REQUIREMENT — Across the entries that follow, how many lines have the word "incinerator" in them? Give only the number.

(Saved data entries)
PR #8867, opened 2020-06-10
Renames the incinerator mouse to Becquerel

athena413:
also gives them their own examine text

context; becquerel is the guy that kind of discovered radiation
#### Changelog

:cl:  
tweak: incinerator mouse now has a name and examine text
/:cl:

### DIFF
--- a/_maps/map_files/YogStation/YogStation.dmm
+++ b/_maps/map_files/YogStation/YogStation.dmm
@@ -51859,10 +51859,6 @@
 	},
 /turf/open/floor/plasteel,
 /area/hallway/primary/central)
-"jLm" = (
-/mob/living/simple_animal/mouse,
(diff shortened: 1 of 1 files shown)


Jarod1200:
We need a mouse named Oppenheimer somewhere too

athena413:
> We need a mouse named Oppenheimer somewhere too

that was my first idea but i felt like directly referencing a player would not be the best thing

Jarod1200:
Perhaps but also Oppenheimer was a science dude who did in fact unleash the power of the sun.

boodaliboo:
i dont like this name

ynot01:
no one knows who becquerel is

Ratvar:
I believe more people will think this is a homestuck reference

JamieD1 (approved):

RESPONSE TO THE EXERCISE — 2